== Task ==
Return the listing below in full, with every line exactly as it is.

== Data supplied ==
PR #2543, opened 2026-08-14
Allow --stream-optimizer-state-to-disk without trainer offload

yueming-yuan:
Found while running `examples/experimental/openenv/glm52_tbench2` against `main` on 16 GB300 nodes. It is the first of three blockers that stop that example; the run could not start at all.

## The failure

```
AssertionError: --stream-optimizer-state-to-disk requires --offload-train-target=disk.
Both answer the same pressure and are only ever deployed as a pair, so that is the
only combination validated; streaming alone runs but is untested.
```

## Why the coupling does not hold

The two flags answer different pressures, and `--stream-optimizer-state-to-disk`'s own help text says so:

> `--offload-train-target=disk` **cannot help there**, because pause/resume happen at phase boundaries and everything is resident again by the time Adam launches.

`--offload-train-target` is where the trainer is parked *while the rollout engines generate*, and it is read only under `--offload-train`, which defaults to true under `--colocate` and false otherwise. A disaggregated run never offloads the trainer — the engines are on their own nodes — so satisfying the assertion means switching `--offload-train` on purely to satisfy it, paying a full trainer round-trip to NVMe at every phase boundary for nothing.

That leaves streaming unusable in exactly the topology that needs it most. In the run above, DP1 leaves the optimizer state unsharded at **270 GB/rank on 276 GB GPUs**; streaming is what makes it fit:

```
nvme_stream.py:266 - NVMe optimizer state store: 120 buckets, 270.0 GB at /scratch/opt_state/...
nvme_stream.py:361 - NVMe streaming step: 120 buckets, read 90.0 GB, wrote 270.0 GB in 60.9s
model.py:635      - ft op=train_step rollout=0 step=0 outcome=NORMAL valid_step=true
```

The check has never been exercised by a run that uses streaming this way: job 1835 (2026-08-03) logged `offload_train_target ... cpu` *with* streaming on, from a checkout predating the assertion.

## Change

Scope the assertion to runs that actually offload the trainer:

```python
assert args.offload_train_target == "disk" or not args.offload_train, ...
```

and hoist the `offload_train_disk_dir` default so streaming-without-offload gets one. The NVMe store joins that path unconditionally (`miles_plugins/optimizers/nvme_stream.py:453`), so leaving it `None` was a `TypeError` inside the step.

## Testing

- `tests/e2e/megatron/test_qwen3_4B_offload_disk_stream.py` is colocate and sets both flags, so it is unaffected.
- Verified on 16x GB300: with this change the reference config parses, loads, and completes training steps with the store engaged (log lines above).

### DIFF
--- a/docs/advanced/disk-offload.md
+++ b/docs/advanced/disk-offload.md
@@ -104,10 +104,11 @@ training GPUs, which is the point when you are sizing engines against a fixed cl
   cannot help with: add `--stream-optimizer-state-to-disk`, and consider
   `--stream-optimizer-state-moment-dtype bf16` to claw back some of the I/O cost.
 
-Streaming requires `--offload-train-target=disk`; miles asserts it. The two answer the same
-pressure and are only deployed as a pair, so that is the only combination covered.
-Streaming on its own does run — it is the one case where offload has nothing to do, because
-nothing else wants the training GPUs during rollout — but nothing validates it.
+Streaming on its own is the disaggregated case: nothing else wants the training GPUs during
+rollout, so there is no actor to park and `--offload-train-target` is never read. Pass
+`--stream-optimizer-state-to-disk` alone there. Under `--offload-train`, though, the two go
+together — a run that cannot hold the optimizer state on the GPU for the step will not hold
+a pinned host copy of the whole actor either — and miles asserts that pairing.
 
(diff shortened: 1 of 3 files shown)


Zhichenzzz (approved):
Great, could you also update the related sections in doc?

== Solution to the exercise ==
PR #2543, opened 2026-08-14
Allow --stream-optimizer-state-to-disk without trainer offload

yueming-yuan:
Found while running `examples/experimental/openenv/glm52_tbench2` against `main` on 16 GB300 nodes. It is the first of three blockers that stop that example; the run could not start at all.

## The failure

```
AssertionError: --stream-optimizer-state-to-disk requires --offload-train-target=disk.
Both answer the same pressure and are only ever deployed as a pair, so that is the
only combination validated; streaming alone runs but is untested.
```

## Why the coupling does not hold

The two flags answer different pressures, and `--stream-optimizer-state-to-disk`'s own help text says so:

> `--offload-train-target=disk` **cannot help there**, because pause/resume happen at phase boundaries and everything is resident again by the time Adam launches.

`--offload-train-target` is where the trainer is parked *while the rollout engines generate*, and it is read only under `--offload-train`, which defaults to true under `--colocate` and false otherwise. A disaggregated run never offloads the trainer — the engines are on their own nodes — so satisfying the assertion means switching `--offload-train` on purely to satisfy it, paying a full trainer round-trip to NVMe at every phase boundary for nothing.

That leaves streaming unusable in exactly the topology that needs it most. In the run above, DP1 leaves the optimizer state unsharded at **270 GB/rank on 276 GB GPUs**; streaming is what makes it fit:

```
nvme_stream.py:266 - NVMe optimizer state store: 120 buckets, 270.0 GB at /scratch/opt_state/...
nvme_stream.py:361 - NVMe streaming step: 120 buckets, read 90.0 GB, wrote 270.0 GB in 60.9s
model.py:635      - ft op=train_step rollout=0 step=0 outcome=NORMAL valid_step=true
```

The check has never been exercised by a run that uses streaming this way: job 1835 (2026-08-03) logged `offload_train_target ... cpu` *with* streaming on, from a checkout predating the assertion.

## Change

Scope the assertion to runs that actually offload the trainer:

```python
assert args.offload_train_target == "disk" or not args.offload_train, ...
```

and hoist the `offload_train_disk_dir` default so streaming-without-offload gets one. The NVMe store joins that path unconditionally (`miles_plugins/optimizers/nvme_stream.py:453`), so leaving it `None` was a `TypeError` inside the step.

## Testing

- `tests/e2e/megatron/test_qwen3_4B_offload_disk_stream.py` is colocate and sets both flags, so it is unaffected.
- Verified on 16x GB300: with this change the reference config parses, loads, and completes training steps with the store engaged (log lines above).

### DIFF
--- a/docs/advanced/disk-offload.md
+++ b/docs/advanced/disk-offload.md
@@ -104,10 +104,11 @@ training GPUs, which is the point when you are sizing engines against a fixed cl
   cannot help with: add `--stream-optimizer-state-to-disk`, and consider
   `--stream-optimizer-state-moment-dtype bf16` to claw back some of the I/O cost.
 
-Streaming requires `--offload-train-target=disk`; miles asserts it. The two answer the same
-pressure and are only deployed as a pair, so that is the only combination covered.
-Streaming on its own does run — it is the one case where offload has nothing to do, because
-nothing else wants the training GPUs during rollout — but nothing validates it.
+Streaming on its own is the disaggregated case: nothing else wants the training GPUs during
+rollout, so there is no actor to park and `--offload-train-target` is never read. Pass
+`--stream-optimizer-state-to-disk` alone there. Under `--offload-train`, though, the two go
+together — a run that cannot hold the optimizer state on the GPU for the step will not hold
+a pinned host copy of the whole actor either — and miles asserts that pairing.
 
(diff shortened: 1 of 3 files shown)


Zhichenzzz (approved):
Great, could you also update the related sections in doc?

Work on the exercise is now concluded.